The advertised reasons for the law were clear. As the U.S. imports more oil, we become more dependent on the unstable geopolitical situations that prevail where much of imported oil is produced, our trade imbalance grows, and we make a bad situation worse, generally speaking. The pipe dream of many environmentalists is to convert the entire energy economy to renewable sources: wind, solar, and biofuels.
At the time EISA was passed, ethanol was the only biofuel that had any reasonable chance of making it into the nation’s gas tanks in a reasonable time frame. While corn was the only practical biofuel feedstock in 2007, it was hoped that cellulose and other waste products could be turned into ethanol in the future.
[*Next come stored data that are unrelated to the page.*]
PR #5460, opened 2021-06-29
Fix Child Benefit Tax Calculator repeated questions failing

kevindew:
Trello: https://trello.com/c/tiNo3QKW/2597-some-users-unable-to-submit-child-benefit-tax-calculator

This has been put together to address an issue discovered off the back of https://github.com/alphagov/smart-answers/pull/5337 which breaks the ChildBenefitTaxCalculator Flow. The ChildBenefitTaxCalculator has a quirky feature where a user can be asked the questions about child benefit start and end dates multiple times, depending on the number of children a user has. This feature relied on there not being a mapping between a question and an answer, as
the same question would have multiple different answers. This unfortunately meant that it wasn't compatible with the recently
introduced response store approach to [Smart Answers](https://github.com/alphagov/smart-answers/blob/59753722534a1f7d4d361bcf57bc1fa69f8a484f/docs/arch/002-store-responses-in-query-string.md).

The options to resolve this were rather limited, as there is no functionality to dynamically define questions for a Smart Answer (nor does this seem simple as the object lifecycle of a Flow would need to be
reconsidered). The approach I took to resolve this was to utilise the maximum number of children to define a node per child. This allowed there to no longer be dynamic nodes. This is perhaps a bit of a cop-out as it may be worth investigating whether dynamic nodes should be a feature, however as this is broken in production it was best to be pragmatic.

To implement this I've also added the ability to specify the template_name of a question and I've changed the way we store responses in tests so that the tests behave more like actual Smart Answers do in production.


test/unit/smart_answer_flows/child_benefit_tax_calculator_flow_test.rb
```diff
@@ -152,19 +152,37 @@ class ChildBenefitTaxCalculatorFlowTest < ActiveSupport::TestCase
...
+          should "go to the corresponding add_child_benefit_x_stop? question" do
+            assert_equal :add_child_benefit_2_stop?, @new_state.current_node_name
+            assert_node_exists :add_child_benefit_2_stop?
           end
         end
       end
 
       # Q3c
-      context "when answering how_many_children_part_year? question" do
+      context "when answering child_benefit_1_stop? question" do
```
1pretz1, line 181: Think this should be `"when answering add_child_benefit_1_stop? question"`

test/unit/smart_answer_flows/child_benefit_tax_calculator_flow_test.rb
```diff
@@ -200,19 +218,51 @@ class ChildBenefitTaxCalculatorFlowTest < ActiveSupport::TestCase
         end
       end
 
+      context "when answering a later child_benefit_x_stop? question" do
```
1pretz1, line 221: Same comment as above

1pretz1 (approved):
Changes look good to me, thanks for putting this together @kevindew ⭐ I've tested this with some real examples and it passed with flying colours 🌈 

Approving as all my comments are minor. My only other comment would be that it'd be nice for readability if the changing of `child_index` to `child_number` was in a separate commit as I think it muddies the main logic change.

lib/smart_answer/node.rb
```diff
@@ -9,13 +9,19 @@ def initialize(flow, name, &block)
...
+      @template_name = filesystem_friendly_name
       instance_eval(&block) if block_given?
     end
 
     delegate :to_sym, to: :name
 
     delegate :to_s, to: :name
 
+    def template_name(template_name = nil)
+      @template_name = template_name unless template_name.nil?
```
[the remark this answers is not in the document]
kevindew: Yeah - we use this method as an accessor as well here: https://github.com/alphagov/smart-answers/pull/5460/commits/9db29bc68b95afe0c3e8cba6cf7fb3ade9babec5#diff-766d8248f7ca1c2987930a41bb2aaf2bcca8a0689cbcfc2ed38dfa9c311bf59fR12

It'd be a bit easier to understand if it was actually an `attr_accessor` but there's already quite a high degree of precedent for this pattern: https://github.com/alphagov/smart-answers/blob/59753722534a1f7d4d361bcf57bc1fa69f8a484f/lib/smart_answer/flow.rb#L27-L40

test/unit/smart_answer_flows/child_benefit_tax_calculator_flow_test.rb
kevindew: Oops thanks for this and the one below.

kevindew:
Thanks for the review @1pretz1, you're right about the separate commits - I was being a bit lazy, I've unpicked them now.

lib/smart_answer/node.rb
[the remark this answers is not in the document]
1pretz1: Ah okay, I missed that bit. Thanks for explaining!

1pretz1 (approved):
LGTM! 🍏

PR #5472, opened 2021-07-05
Add StartNode class

theseanything:
This PR helps position the codebase to make start pages as first class nodes. Changes in this PR include:
- Adds a StartNode class for the StartNodePresenter class, so it's consistent with other node types.
- Refactors the node presenter initialisation code, to help ensure we maintain this 1 to 1 relationship between node and node presenter classes.

### DIFF
--- a/lib/smart_answer/node.rb
+++ b/lib/smart_answer/node.rb
@@ -24,7 +24,7 @@ module SmartAnswer
       @template_name
     end
 
-    def presenter(flow_presenter, state)
+    def presenter(flow_presenter: nil, state: nil)
       self.class::PRESENTER_CLASS.new(self, flow_presenter, state)
     end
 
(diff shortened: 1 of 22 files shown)


lib/smart_answer/node.rb
```diff
@@ -22,6 +24,10 @@ def template_name(template_name = nil)
       @template_name
     end
 
+    def presenter(flow_presenter, state)
```
alex-ju, line 27: Is it worth defining default parameters instead of passing empty arguments? (e.g. `presenter(nil, nil)` → `presenter()`)
```
    def presenter(flow_presenter ||= nil, state ||= nil)
```

alex-ju (approved):

lib/smart_answer/node.rb
theseanything: Good shout! I've added a commit to change the method to use kwargs and default values

PR #5489, opened 2021-07-12
Remove SmartAnswer namespace from Flow classes

kevindew:

Note, this isn't as scary a diff as it may appear. The vast majority of the changes making up the diff are changes in tab indentation and can be hidden by the "hide whitespace changes" option. [👉  Direct link](https://github.com/alphagov/smart-answers/pull/5489/files?diff=split&w=1).

This takes the first step of the journey towards moving flows from `lib/smart_answer_flows` to `app/flows` by removing the unconventional usage of the `SmartAnswer` namespace for classes that aren't defined in a `lib/smart_answer` directory.

Doing this has allowed me to take a look at the autoloading and I've configured these classes to be autoloaded by Zeitwerk. This has allowed for the removal of some quirky reload practices and manual require statements. More information in individual commits.

### DIFF
--- a/lib/smart_answer/flow_registry.rb
+++ b/lib/smart_answer/flow_registry.rb
@@ -58,7 +58,7 @@ module SmartAnswer
       else
         require @load_path.join(name)
       end
-      namespaced_class = "SmartAnswer::#{class_prefix}Flow".constantize
+      namespaced_class = "#{class_prefix}Flow".constantize
       namespaced_class.build
     end
 
--- a/lib/smart_answer/flow_registry.rb
+++ b/lib/smart_answer/flow_registry.rb
@@ -53,11 +53,6 @@ module SmartAnswer
 
     def build_flow(name)
       class_prefix = name.tr("-", "_").camelize
-      if Rails.env.development?
-        load @load_path.join("#{name}.rb")
-      else
-        require @load_path.join(name)
-      end
       namespaced_class = "#{class_prefix}Flow".constantize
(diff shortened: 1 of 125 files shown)


lib/smart_answer/flow_registry.rb
```diff
@@ -53,12 +53,7 @@ def available?(name)
 
     def build_flow(name)
       class_prefix = name.tr("-", "_").camelize
-      if Rails.env.development?
-        load @load_path.join("#{name}.rb")
-      else
-        require @load_path.join(name)
-      end
```
theseanything, line 60: Will this still support automatic reloading of flows during development?

kevindew: Yup, they just don't need custom code for it as Zeitwerk takes care of it as part of Rails class reloading

It also fixes a problem that [any classes that use the `append` method](https://github.com/alphagov/smart-answers/blob/e36f68bedac1e35007f6e07dbbb7b2da95494be7/lib/smart_answer_flows/maternity-paternity-calculator.rb#L43) stop working when automatic reloading occurs and you get an error such as: `uninitialized constant SmartAnswer::MaternityPaternityCalculatorFlow::AdoptionCalculatorFlow`

gclssvglx (approved):
😱  125 changed files!!!  You're right once you view without whitespace changes - it's much better 👍   Actual changes all look great and make the code so much nicer.  An amazing bit of code cleanup 🧹  thanks for this.

PR #5506, opened 2021-07-20
Allow additional parameters to pass through flow

theseanything:
This adds the ability to pass permitted query parameters from the start page to rest of the flow nodes.

This functionality is needed by the "Next steps for you business" flow, which needs to use the "ct" and "crn" query parameters as filtering parameters on the results page.

To enable this functionality, this PR makes the following changes:
- Adds a new QueryParametersResponseStore subclass store encapsulate behaviour for query_parameter flows
- The QueryParametersResponseStore will store all parameters that are question node name or specified by additional parameters attribute in the flow definition
- Refactor forwarding parameters to be a method in the response store, rather than state.
- Changes the behaviour of the start page to only delete user submitted responses when starting a flow. So the additional parameters pass to the flow and not cleared.

### DIFF
--- a/app/presenters/flow_presenter.rb
+++ b/app/presenters/flow_presenter.rb
@@ -14,7 +14,7 @@ class FlowPresenter
 
   delegate :title, :meta_description, to: :start_node
   delegate :node_slug, to: :current_node
-  delegate :accepted_responses, :forwarding_responses, :current_response, to: :state
+  delegate :accepted_responses, :current_response, to: :state
 
   def initialize(flow, state)
     @flow = flow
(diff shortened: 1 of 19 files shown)


app/presenters/flow_presenter.rb
```diff
@@ -42,7 +42,7 @@ def start_node
     @start_node ||= @flow.start_node.presenter(flow_presenter: self)
   end
 
-  def change_answer_link(question)
+  def change_answer_link(question, forwarding_responses)
```
alex-ju, line 45:
```rb
def change_answer_link(question, forwarding_responses = {} )
```
non-blocker: I guess we could've made the second argument optional by setting an empty object as default.

alex-ju (approved):
Looks good! 👏

PR #5940, opened 2022-06-09
Update jobseekers allowance calculator test for check-benefit-support

edwardkerry:
Adds more robust and thorough tests for eligible_for_jobseekers_allowance in check-benefits-support calculator.


Rosa-Fox (approved):
Discussed offline - tests with multiple assertions will be split out into separate tests in a separate task.

PR #5950, opened 2022-06-10
Update hint text open in a new tab link

Rosa-Fox:
Screenshot 2022-06-10 at 16 30 22


edwardkerry (approved):

edwardkerry (approved):
Approving on advice of content, although there are accessibility issues
https://www.w3.org/WAI/WCAG21/Techniques/html/H83
and goes against design system advice
https://design-system.service.gov.uk/styles/typography/#links

edwardkerry (approved):

PR #5952, opened 2022-06-13
WIP: Fix duplicate GA events firing

MartinJJones:


app/assets/javascripts/modules/track-results.js
```diff
@@ -24,11 +24,14 @@ window.GOVUK.Modules = window.GOVUK.Modules || {};
 
   TrackResults.prototype.trackInternalLinks = function () {
     var currentHost = document.location.protocol + '//' + document.location.hostname
-    var internalLinkSelector = 'a[href^="' + currentHost + '"], a[href^="/"]'
+    var internalLinkSelector = '#result-info a[href^="' + currentHost + '"], #result-info a[href^="/"]'
```
andysellick, line 27: I think an alternative approach might work better here. The problem is that currently the code finds all links on the page, regardless of where they are, and tries to apply the tracking to them. Your change scopes that to the `#result-info` element (the main content of the page) but that still includes links in the 'Your answers' section that have the gem-track-click script.

The alternative is to embrace the scoped nature of this module. It's being initialised on an element in the main content of the page that doesn't include the 'Your answers' section, so instead of finding all links and applying the event listener to them, you could find all links within the element that the module is acting on, something like this:

```
var internalLinks = this.$module.querySelector('a[href^="' + currentHost + '"], a[href^="/"]')
for (var i = 0; i < internalResultLinks.length; i++) {
  internalResultLinks[i].addEventListener('click', this.trackClickEvent.bind(this))
}
```

(I haven't tested this, you might need to do something a bit cleverer with the initial var declaration because it's a multi part selector, but it might just work)

Now the only links that this code will apply to are those in the element shown.

Screenshot 2022-06-16 at 16 53 16

andysellick: I've checked the markup layout on [this page](https://www.gov.uk/check-uk-visa/y/afghanistan/work/longer_than_six_months/academic) but the results pages can vary so worth checking a few to make sure the layout is consistent.

MartinJJones: Thanks Andy. I have updated the code as suggested and works as expected.

After further testing and checking different results page, I found a couple of issues which have been fixed and updated in the PR description.

andysellick (approved):
Looks good, happy to approve, although could you add a note explaining the change to the result card component? We discussed it and it makes sense, but I think it's worth documenting - I think maybe if you put a bit more detail into the commit message generally, and include that detail in that as well, thanks.

MartinJJones:
Thanks Andy, I added a note explaining the change to the result card component and updated the commit message.

PR #5979, opened 2022-06-20
Pass GOVUK_CI_GITHUB_TOKEN to deploy workflow

theseanything:
The deploy workflow now requires the GOVUK_CI_GITHUB_TOKEN to make the API call to check if the actor has the correct permissions to trigger a deployment.


kevindew (approved):
Thanks

PR #5988, opened 2022-06-27
Removing unneeded files from public

andysellick:

## What
Remove files from [public](https://github.com/alphagov/smart-answers/tree/main/public).

## Why
These are the error pages, favicon and robots.txt from a default rails app. They were added 11 years ago and haven't been modified since. Our application `static` handles error pages, favicon and (I believe) robots.txt, so it seems like we don't need these files.

## Visual changes
None.


andysellick:
@kevindew can you take a quick look and confirm I'm not going to horribly break anything with this PR? Thanks.

kevindew (approved):
Yes, these aren't used in public rendering and I agree with their removal.

There are a couple of scenarios I was concerned about and have done brief investigations on:

- whether a public directory is needed, i.e. an error will occur without it and we need to put a .gitkeep in it. I notice Content Publisher doesn't have one, https://github.com/alphagov/content-publisher, so conclude that is ok
- whether Rails will error when trying to render a 404 without these, in a quick test it seems to handle this fine - although I found a Smart Answers bug that should be fixed (separate to this PR)

andysellick:
Thanks @kevindew. Yes I wasn't sure if removing the files would automatically remove the directory, so I removed only the files in case the dir was needed - but it does and it isn't so that's fine. Thanks!

PR #5999, opened 2022-07-04
Update property fire safety payment copy

edwardkerry:
This PR introduces multiple changes in copy to questions and views.
It also makes a small number of technical changes
- changes a date validation from 1945 to 1900
- updates a percentage validation to check between 0.1 and 1 rather than 0 and 100
- moves a percentage validation from the flow to the calculator, following smart-answer ADR guidance
- some refactoring to move a magic number to a constant


KludgeKML (approved):
LGTM, and I learned what a carat does in govspeak.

So far, this hope has not been realized.
People have been making ethanol (grain alcohol) from corn ever since the first moonshiner ran his first still. It is a fairly straightforward and cheap process, so even without the federal subsidy, so-called “E10” gas (90 percent gasoline, 10 percent ethanol) is cheaper than straight 100 percent stuff. But instead of simply allowing refiners to mix in up to 10 percent ethanol if the market and production environment made it favorable, the law mandated a steep ramp-up to full sales of nothing but E10 in a very short time. On the surface we would move that much closer to energy independence with this law. Well and good.
The not-so-advertised reasons for the law have to do with the strength of the agricultural lobby. The E10 mandate was a tremendous windfall for everybody who grows corn. While some ethanol from corn was being used voluntarily as a fuel additive before 2007, the mandate caused this use to skyrocket. By 2011, according to the Mosbacher Institute report by economist James Griffin, 37 percent of the entire U.S. corn crop went toward ethanol production. And corn prices soared from $2.50 per bushel up to as high as $7.50.
If the only people hurt were U.S. food consumers (not everybody drives a car, but everybody eats), it would be bad enough. But the U.S. grows and sells more corn than any other nation, and much of it is exported to poorer countries, where it is a staple in many diets. While the rise in corn prices was not solely responsible for the worldwide inflation in food costs that led to food riots in many nations in recent years, the timing is suspicious, and there is no question that the EISA law led to hardships for many poor people around the world who were now even less able to afford to eat.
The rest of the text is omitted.